#### What the task asks:
The entries should each be set down again precisely.

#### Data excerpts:
————

PR #934, opened 2021-05-28
Diff docs on PR run.

dhatch:
Add a job that looks for changes in the docs made by a diff by building the docs against the branch and base branch.

If there are changes, will comment on the PR, as in #937 and require a comment to acknowledge the changes (you must manually re-run the job). The intent of this is to catch PRs that inadvertently break the docs, like changes to code included in code snippets.

If you make a PR changing the docs intentionally, just comment "Docs changes ok" after uploading, and the job will pass on the first run.

If you don't make any changes to the docs (#936), the job also passes, with no comment required.

PR checklist:

- [ ] Added changelog entry.

### DIFF
--- a/.github/workflows/docs-diff.yml
+++ b/.github/workflows/docs-diff.yml
@@ -159,7 +159,7 @@ jobs:
           body="${body//$'\r'/'%0D'}"
           echo "::set-output name=body::$body"
       - name: Comment
-        uses: peter-evans/create_or_update_comment@v1
+        uses: peter-evans/create-or-update-comment@v1
         with:
           issue-number: ${{ github.event.number }}
           body: ${{ steps.get-comment-body.outputs.body }}
--- a/.github/workflows/docs-diff.yml
+++ b/.github/workflows/docs-diff.yml
@@ -2,11 +2,24 @@
 name: Docs Diff
 on:
   pull_request:
-    types: [opened, synchronize, reopened]
+    types: [opened, synchronize, reopened, labeled, unlabeled]
 jobs:
+  check-label:
+    name: Check for "Docs" label
+    runs-on: ubuntu-latest
+    outputs:
+      hadLabel: ${{ steps.label.outcome == "skipped" }}
+    steps:
+      - id: label
+        name: Check for "Docs" label
+        run: exit 1 # Fail the job!
+        if: "!contains(github.event.pull_request.labels.*.name, 'Docs')"
+        continue-on-error: true
   build-head:
     name: Build docs on HEAD.
     runs-on: ubuntu-latest
+    needs: check-label
+    if: ${{ !needs.check-id.outputs.hadLabel }}
     steps:
       - uses: actions/checkout@v2
       - uses: actions/cache@v2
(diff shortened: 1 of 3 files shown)


samscott89:
That was quick! What's the output of the run supposed to be? Fail if there's a change?

dhatch:
> That was quick! What's the output of the run supposed to be? Fail if there's a change?

Right now yeah, just testing it. I'm going to change it to just comment the diff summary.

dhatch:
Docs changes ok

docs/content/python/new-roles/getting-started.md
```diff
@@ -219,6 +219,8 @@ route handlers
     linenos=true
     >}}
 
+I changed this!
```
dhatch, line 222: Remove before merging.

.github/workflows/docs-diff.yml
```diff
@@ -0,0 +1,190 @@
...
+          body: ${{ steps.get-comment-body.outputs.body }}
+          edit-mode: replace
+        if: ${{ steps.diff.outcome == 'failure' }}
+      - name: Look for resolving comment.
+        id: comment-check
+        uses: peter-evans/find-comment@v1
+        with:
+          issue-number: ${{ github.event.pull_request.number }}
+          body-includes: "Docs changes ok"
+          comment-author: ${{ github.event.pull_request.user.login }}
```
samscott89, line 186: This might be annoying if someone wants to help someone else get something merged?

.github/workflows/docs-diff.yml
```diff
@@ -0,0 +1,190 @@
...
+      - name: Comment
+        uses: peter-evans/create-or-update-comment@v1
+        with:
+          comment-id: ${{ steps.comment-bot-check.outputs.comment-id }}
+          issue-number: ${{ github.event.pull_request.number }}
+          body: ${{ steps.get-comment-body.outputs.body }}
+          edit-mode: replace
+        if: ${{ steps.diff.outcome == 'failure' }}
+      - name: Look for resolving comment.
+        id: comment-check
```
samscott89, line 181: Could do it with this if we want to do labels instead:

```
if: contains(github.event.pull_request.labels.*.name, 'some-defined-label')
```

.github/workflows/docs-diff.yml
```diff
@@ -0,0 +1,190 @@
...
+        if: ${{ steps.diff.outcome == 'failure' }}
+      - name: Comment
+        uses: peter-evans/create-or-update-comment@v1
+        with:
+          comment-id: ${{ steps.comment-bot-check.outputs.comment-id }}
+          issue-number: ${{ github.event.pull_request.number }}
+          body: ${{ steps.get-comment-body.outputs.body }}
+          edit-mode: replace
+        if: ${{ steps.diff.outcome == 'failure' }}
+      - name: Look for resolving comment.
```
samscott89, line 180: Should this come up front to shortcut the whole job if it's already done?

.github/workflows/docs-diff.yml
dhatch: In those cases I think we could force the merge with administrator privileges. They don't happen too frequently. If the PR author intended to make docs changes they can just leave this comment right away.

.github/workflows/docs-diff.yml
dhatch: Cool I think that is better I'll update when I have a chance

dhatch:
Tried updating this to use labels but I can't seem to get it to run in CI thanks to GitHub Actions.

————

#### Answer to this task:
PR #934, opened 2021-05-28
Diff docs on PR run.

dhatch:
Add a job that looks for changes in the docs made by a diff by building the docs against the branch and base branch.

If there are changes, will comment on the PR, as in #937 and require a comment to acknowledge the changes (you must manually re-run the job). The intent of this is to catch PRs that inadvertently break the docs, like changes to code included in code snippets.

If you make a PR changing the docs intentionally, just comment "Docs changes ok" after uploading, and the job will pass on the first run.

If you don't make any changes to the docs (#936), the job also passes, with no comment required.

PR checklist:

- [ ] Added changelog entry.

### DIFF
--- a/.github/workflows/docs-diff.yml
+++ b/.github/workflows/docs-diff.yml
@@ -159,7 +159,7 @@ jobs:
           body="${body//$'\r'/'%0D'}"
           echo "::set-output name=body::$body"
       - name: Comment
-        uses: peter-evans/create_or_update_comment@v1
+        uses: peter-evans/create-or-update-comment@v1
         with:
           issue-number: ${{ github.event.number }}
           body: ${{ steps.get-comment-body.outputs.body }}
--- a/.github/workflows/docs-diff.yml
+++ b/.github/workflows/docs-diff.yml
@@ -2,11 +2,24 @@
 name: Docs Diff
 on:
   pull_request:
-    types: [opened, synchronize, reopened]
+    types: [opened, synchronize, reopened, labeled, unlabeled]
 jobs:
+  check-label:
+    name: Check for "Docs" label
+    runs-on: ubuntu-latest
+    outputs:
+      hadLabel: ${{ steps.label.outcome == "skipped" }}
+    steps:
+      - id: label
+        name: Check for "Docs" label
+        run: exit 1 # Fail the job!
+        if: "!contains(github.event.pull_request.labels.*.name, 'Docs')"
+        continue-on-error: true
   build-head:
     name: Build docs on HEAD.
     runs-on: ubuntu-latest
+    needs: check-label
+    if: ${{ !needs.check-id.outputs.hadLabel }}
     steps:
       - uses: actions/checkout@v2
       - uses: actions/cache@v2
(diff shortened: 1 of 3 files shown)


samscott89:
That was quick! What's the output of the run supposed to be? Fail if there's a change?

dhatch:
> That was quick! What's the output of the run supposed to be? Fail if there's a change?

Right now yeah, just testing it. I'm going to change it to just comment the diff summary.

dhatch:
Docs changes ok

docs/content/python/new-roles/getting-started.md
```diff
@@ -219,6 +219,8 @@ route handlers
     linenos=true
     >}}
 
+I changed this!
```
dhatch, line 222: Remove before merging.

.github/workflows/docs-diff.yml
```diff
@@ -0,0 +1,190 @@
...
+          body: ${{ steps.get-comment-body.outputs.body }}
+          edit-mode: replace
+        if: ${{ steps.diff.outcome == 'failure' }}
+      - name: Look for resolving comment.
+        id: comment-check
+        uses: peter-evans/find-comment@v1
+        with:
+          issue-number: ${{ github.event.pull_request.number }}
+          body-includes: "Docs changes ok"
+          comment-author: ${{ github.event.pull_request.user.login }}
```
samscott89, line 186: This might be annoying if someone wants to help someone else get something merged?

.github/workflows/docs-diff.yml
```diff
@@ -0,0 +1,190 @@
...
+      - name: Comment
+        uses: peter-evans/create-or-update-comment@v1
+        with:
+          comment-id: ${{ steps.comment-bot-check.outputs.comment-id }}
+          issue-number: ${{ github.event.pull_request.number }}
+          body: ${{ steps.get-comment-body.outputs.body }}
+          edit-mode: replace
+        if: ${{ steps.diff.outcome == 'failure' }}
+      - name: Look for resolving comment.
+        id: comment-check
```
samscott89, line 181: Could do it with this if we want to do labels instead:

```
if: contains(github.event.pull_request.labels.*.name, 'some-defined-label')
```

.github/workflows/docs-diff.yml
```diff
@@ -0,0 +1,190 @@
...
+        if: ${{ steps.diff.outcome == 'failure' }}
+      - name: Comment
+        uses: peter-evans/create-or-update-comment@v1
+        with:
+          comment-id: ${{ steps.comment-bot-check.outputs.comment-id }}
+          issue-number: ${{ github.event.pull_request.number }}
+          body: ${{ steps.get-comment-body.outputs.body }}
+          edit-mode: replace
+        if: ${{ steps.diff.outcome == 'failure' }}
+      - name: Look for resolving comment.
```
samscott89, line 180: Should this come up front to shortcut the whole job if it's already done?

.github/workflows/docs-diff.yml
dhatch: In those cases I think we could force the merge with administrator privileges. They don't happen too frequently. If the PR author intended to make docs changes they can just leave this comment right away.

.github/workflows/docs-diff.yml
dhatch: Cool I think that is better I'll update when I have a chance

dhatch:
Tried updating this to use labels but I can't seem to get it to run in CI thanks to GitHub Actions.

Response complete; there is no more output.